Exurbs & the Destruction of Rural America

I’m also torn on this issue. We live in the city, and also have a house in the country. It is not a country house, exactly, it’s more like a country shack. I never know how to say that without sounding like an idiot/like Thurston Howell III “Why yes, we have a country house …” It’s a shack-like house that happens to be in a rural area.

Anyway, I love my rural area. I would like it to stay rural for my own personal enjoyment, but I also realize I’m not going to start farming or anything like that. There is a little town that didn’t have any chain stores or restaurants until last year … it was quite the news, with much lamentation, that we were going to have (the horror!) a CHAIN FAST FOOD RESTAURANT. It all worked out okay though, because it turned out that the chain was Tim Horton’s, and the town had a collective Emily Litella moment and said “Oh, nevermind, we’re 100% supportive of Timbits and coffee.”

The big thing is that we now might get a Walmart. If we were voting on this, I would vote No to Walmart, but it’s not my land that’s for sale. I guess I can disagree with the changes that are happening in our area without thinking that they are morally wrong or that there should be laws against them.

HIJACK!!
your wife owns Knit/Purl?? I love looking at their store online! I’ve never made an order, but I will soon. How cool!

I see just as much Nimbyism living in the City as I did growing up in the suburbs.

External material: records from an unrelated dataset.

PR #461, opened 2023-01-11
feat: basic article result card

### LINKED ISSUE #438: [FEAT]: Restyle/restructure search items in Data Explorer
Put search item in its own component

Search items will have the following features:
- [x] first row: type + icons (lower priority)
- [x] second row: title
- [x] third row: authors, date, journal
- [x] fourth/fifth rows: snippets
- [x] optional last row: already saved in project(s) (lower priority)
- [x] selection toggle (+, check)
- [x] 3 dot menu option when in cart
- [x] asset carousel
- [x] filter asset type in xdd preview
- [x] item states (normal, hover, selected)
- [ ] ~highlighting (xdd to provide class to style the highlight)~ separate issue

Image

shawnyama:
# Description

Putting just the article result in its own card. Starting up the basic layout here. Styling and making other asset types compatible will be other PRs. You can compare the old cards with the new cards, I haven't deleted the old ones since I know some of the functionality is in the process of being moved to other components.

Another small thing I rearranged is where the button groups for viewing different assets is located.

Resolves 438(partially)


packages/client/hmi-client/src/components/data-explorer/search-item.vue
```diff
@@ -0,0 +1,87 @@
...
+import { XDDArticle } from '@/types/XDD';
+import { isXDDArticle } from '@/utils/data-util';
+import IconAdd24 from '@carbon/icons-vue/es/add/24';
+import IconCheckmark24 from '@carbon/icons-vue/es/checkmark/24';
+import { ResultType } from '@/types/common';
+
+const props = defineProps<{
+	d: XDDArticle;
+	previewedArticle: XDDArticle | null;
+	selectedSearchItems: ResultType[];
```
mwdchang, line 11: 1. I would recommend avoid using single letter variables unless you are in a short closure/lambda situation, it makes things difficult to read, and it gets confused with other closures/lambdas where we tend to use this convention.

2. If the only purpose of previewedArticle is to check whether the item is active or not, you may want to consider bubbling it up. so instead of
```
{ XDDArticle, XDDArticle, ResultType }
```
can consider
```
{ XDDArticle, boolean, ResultType }
```
or something

packages/client/hmi-client/src/components/data-explorer/search-item.vue
```diff
@@ -0,0 +1,87 @@
...
+const isSelected = () =>
+	props.selectedSearchItems.find((item) => {
+		if (isXDDArticle(item)) {
+			const itemAsArticle = item as XDDArticle;
+			return itemAsArticle.title === props.d.title;
+		}
+		return false;
+	});
+
+const formatTitle = () => (props.d.title ? props.d.title : props.d.title);
```
YohannParis, line 25: What is this?

packages/client/hmi-client/src/components/data-explorer/search-item.vue
```diff
@@ -0,0 +1,87 @@
...
+const formatArticleAuthors = () => props.d.author.map((a) => a.name).join(', ');
```
YohannParis, line 26: Better do a `formatDetails()` and do a proper job of adding `year` and `journal` with error handling.

packages/client/hmi-client/src/components/data-explorer/search-item.vue
```diff
@@ -0,0 +1,87 @@
...
+			<div class="title">{{ formatTitle() }}</div>
+			<div class="details">{{ formatArticleAuthors() }} ({{ d.year }}) {{ d.journal }}</div>
+			<ul class="snippets" v-if="d.highlight">
+				<li v-for="h in d.highlight" :key="h">...<span v-html="h"></span>...</li>
+			</ul>
+		</div>
+		<div @click.stop="emit('toggle-article-selected')">
+			<IconAdd24 v-show="!isSelected()" />
+			<IconCheckmark24 class="checkmark-color" v-show="isSelected()" />
+		</div>
```
YohannParis, line 42: This should be a button instead of a div.
Even with no design to it (no border, no background colours, etc.)

packages/client/hmi-client/src/components/data-explorer/search-item.vue
shawnyama: I'll get rid of it - blindly copy pasted that from the original component haha.

packages/client/hmi-client/src/components/data-explorer/search-item.vue
shawnyama: What do you mean by error handling in this case?

YohannParis: In case of undefined values, etc. What you did does the trick

YohannParis (approved):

My neighborhood had a huge stink about the City granting a Certificate of Occupancy to two restaurants because they were arguably fast food. One was a Cluck-U and the other was a small restaurant which was family owned and while you did have to go to the counter, it was most definitely not a chain. The reason that this was controversial is that a lot of those storefronts are empty. It wasn’t displacing a real restaurant but rather filling up an empty storefront which didn’t have anything and was most likely empty for a while.

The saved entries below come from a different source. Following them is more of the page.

PR #465, opened 2023-01-13
chore: article reno work 2 - tabs, adaptive ui, and other tweaks

mwdchang:
### Summary
This is a 2nd round of refactoring and restyling Document viewer
- Add a tab system similar to that of models, Document is moved to its own component and a "DocumentViewer" view is added.
- Clean up accordion as per design spec
- Make image sizing adaptive depending on available width, for data-explorer images will be smaller, for the full document view images will be larger

I placed the new component within "articles" folder for now,  we will probably want to reorg and have better nomenclatures soon.

In full viewer with tabs:
image

In data explorer:
image

### Testing
- Go into project => papers and select a few documents, should be tabbed and able to switch between tabs
- Go into explorer and search for "covid", select and see documents in the right side pane

### DIFF
--- a/packages/client/hmi-client/src/components/articles/Document.vue
+++ b/packages/client/hmi-client/src/components/articles/Document.vue
@@ -1,5 +1,5 @@
 <template>
-	<section class="doc-view-container">
+	<section class="doc-view-container" ref="sectionElem">
 		<div v-if="doc">
 			<div class="journal">{{ doc.journal }}</div>
 			<div v-if="docLink" class="title">
@@ -32,7 +32,12 @@
 				<AccordionTab header="Figures">
 					<div v-for="ex in figureArtifacts" :key="ex.askemId" class="extracted-item">
 						<div class="img-container">
-							<img id="img" :src="'data:image/jpeg;base64,' + ex.properties.image" :alt="''" />
+							<img
+								id="img"
+								:src="'data:image/jpeg;base64,' + ex.properties.image"
+								:alt="''"
+								:style="{ 'max-width': imageSize }"
+							/>
 							<span>{{
 								ex.properties.caption ? ex.properties.caption : ex.properties.contentText
 							}}</span>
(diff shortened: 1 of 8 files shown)


packages/client/hmi-client/src/components/articles/Document.vue
```diff
@@ -20,31 +20,60 @@
 				<Button label="Open PDF"></Button>
 			</div>
 
-			<Accordion :multiple="true" class="accordian">
+			<Accordion :multiple="true" :active-index="[0, 1, 2, 3, 4, 5, 6, 7]" class="accordian">
```
mwdchang, line 23: Jamie wants all tabs to open by default, I can't find a better way to do this.

packages/client/hmi-client/src/views/DocumentView.vue
```diff
@@ -0,0 +1,121 @@
...
+
+const resourcesStore = useResourcesStore();
+const tabStore = useTabStore();
+
+const newDocumentId = computed(() => props.assetId);
+const openTabs = ref<Tab[]>([]);
+const activeTabIndex = ref(0);
+const documentsInCurrentProject = resourcesStore.activeProjectAssets?.publications; // fixme
+const activeProject = resourcesStore.activeProject;
+const tabContext = `document${activeProject?.id}`;
```
YohannParis, line 28: Should we add a `:` between `document` and the project Id.

YohannParis (approved):

packages/client/hmi-client/src/views/DocumentView.vue
echl: Imo the tab context doesn't really need to be nicely formatted or even human readable.

packages/client/hmi-client/src/views/DocumentView.vue
```diff
@@ -0,0 +1,121 @@
...
+import { useTabStore } from '@/stores/tabs';
+import { isEmpty } from 'lodash';
+import ResourcesList from '@/components/resources/resources-list.vue';
+
+const props = defineProps<{
+	assetId?: string;
+	project: Project;
+}>();
+
+const emit = defineEmits(['show-data-explorer']);
```
echl, line 18: With my recent changes, data explorer is a view, so we can route to it instead of using emits.

YohannParis (approved):

packages/client/hmi-client/src/views/DocumentView.vue
mwdchang: We have a lot of convention-related matters we can talk about, I will make a note, but let's table this for now.

packages/client/hmi-client/src/views/DocumentView.vue
mwdchang: Done

Issue #447, opened 2023-01-09
[TASK]: Fix underscore mapping for Data Service in the Proxy/Ressources


YohannParis:
xDD APIs provide raw data with the names of many fields including underscore and reserved words. For example, fetching xDD documents return a list of documents each with fields such as `_gddid`, `known_terms`, and `abstract`. Note that in the HMI server we ideally want to use mapping (through mp rest client) to re-map such improperly named fields into proper names. However, all the mapping files defined under /document-server/models/xdd are NOT used at all since the defined proxies are configured to return "Response" objects, which means the raw xDD response is returned to the front end as is without actually applying any de/serialization mapping!!
Accordingly, the front end has been applying such field name mappings at the client side after receiving the response from the HMI server as a temporary solution. See for example the following code:

<img width="981" alt="Screen Shot 2023-01-09 at 8 56 52 PM" src="https://user-images.githubusercontent.com/69688226/211444435-8971c014-8942-42be-8005-ff012430d4a4.png">

This task is all about re-visiting all the code at the HMI-server, the document service, and subsequently the client side and fixing all the improperly named fields, which will mostly be fields named after reserved words or those that contain underscore.

No functionality changes is expected and everything should work as is, but the mappings defined at the backend should be in use. 

Note that the aforementioned issue may affect other data services or APIs beyond xDD such as the TERArium data service!

PR #470, opened 2023-01-16
393 home page

Tom-Szendrey:
# Description
Move a lot of the home page's API calls that were nested in projects + related articles ect into the hmi-server

Still todo to remove from draft is just a lot of cleaning up of the code. Removing logs, grabbing correct author + identifier for documents ect 

Resolves #(issue)


packages/services/document-service/src/main/java/software/uncharted/terarium/documentserver/models/xdd/Document.java
```diff
@@ -16,13 +16,13 @@
 @Accessors(chain = true)
 public class Document implements Serializable {
 
-	@JsonbProperty("_gddid")
+	@JsonbProperty("gddid")
```
dvince2, line 19: Right now in this PR you won't actually see the results of changing this, as the `Document` object is never used in the serialization (currently this is being addressed in #447 )  However, we can't get rid of `"_gddid" as this is the field name coming to us from xDD, and changing this to not have the underscore results in it not being serialized properly.

dvince2 (changes requested):

packages/services/document-service/src/main/java/software/uncharted/terarium/documentserver/models/xdd/Document.java
Tom-Szendrey: Okay I will revert this change. I believe I did something similar for `abstract`/`abstracttext` 
To be clear the remapping of this fieldname should be done on the front end then?

packages/client/hmi-client/src/services/project.ts
```diff
@@ -57,9 +57,15 @@ async function getAll(): Promise<Project[] | null> {
...
  */
-async function getAssets(projectId: string): Promise<ProjectAssets | null> {
+async function getAssets(projectId: string, types?: string[]): Promise<ProjectAssets | null> {
 	try {
-		const response = await API.get(`/projects/${projectId}/assets`);
+		let url = `/projects/${projectId}/assets`;
+		if (types) {
+			types.forEach((type, indx) => {
+				url += `${indx === 0 ? '?' : '&'}types=${type}`;
+			});
```
YohannParis, line 66: It might be more readable with an [`Array.join()`](https://developer.mozilla.org/en-US/docs/Web/JavaScript/Reference/Global_Objects/Array/join)
```js
url += `?type=${types.join('&type='}`;
```

packages/services/hmi-server/src/main/java/software/uncharted/terarium/hmiserver/models/dataservice/Project.java
```diff
@@ -25,23 +29,23 @@ public class Project implements Serializable {
...
 	private List<Document> relatedDocuments;
 
-	public Project(String id, String name, String description,String timestamp) {
+	public Project(String id, String name, String description) {
 		this.projectID = id;
 		this.name = name;
 		this.description = description;
 		this.active = true;
-		this.timestamp = Instant.parse(timestamp + "Z");
+		// this.timestamp = Instant.parse(timestamp + "Z");
```
YohannParis, line 48: Remove comments

packages/client/hmi-client/src/components/articles/selected-article-pane.vue
```diff
@@ -66,7 +66,9 @@ const addResourcesToProject = async (projectId: string) => {
 
 // TODO: May need more formatting than just replcing <p></p> in future
 const formatAbstract = (item: XDDArticle) =>
-	item.abstract.replace('<p>', '\n').replace('</p>', '\n') || '[no abstract]';
+	item.abstract !== undefined
+		? item.abstract.replace('<p>', '\n').replace('</p>', '\n')
+		: '[no abstract]';
```
YohannParis, line 71: Wait, why not just render the HTML as is on the HMI?

Tom-Szendrey: I wasnt sure how to do that so I just referenced what I saw other components doing. Let me look into that real quick!

YohannParis: Don't worry about it.

packages/client/hmi-client/src/services/project.ts
Tom-Szendrey: It has to be ?types=A&types=B&types=C unfortunately. I will add comments to this to help its readability

YohannParis:
Can someone approve this? It will be nice to have it merge today.

dvince2 (approved):
There are a few minor clean up tasks here to do just to get rid of some unneeded accessors/setters because we're using Lombok.  I'm going to approve since they're just minor cleanup but if you wouldnt mind swapping that out would be great!

packages/services/document-service/src/main/java/software/uncharted/terarium/documentserver/models/xdd/RelatedDocument.java
```diff
@@ -14,4 +14,6 @@ public class RelatedDocument {
 
 	private Number score;
 
+	public Document getDocument(){ return this.bibjson; }
```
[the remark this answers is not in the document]
Tom-Szendrey: I will be leaving this for readability. I dont know how to customize the getter's name via annotations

For the most part, I see a larger variety of minorities in the suburbs than I do in the City. In DC, if I want to have some good Vietnamese, I head out to the suburbs. If I want good ethnic food stores, I have to head out to the suburbs. When I get a craving for some Brazilian food products, I pretty much have to go to the suburbs as well. If I want Afghan food, I have to drive to the suburbs.

Why oh why won’t everyone just live like sardines! Everything would be so much better. All anyone really needs is space to sleep. Anything more is just ridiculous extravagance.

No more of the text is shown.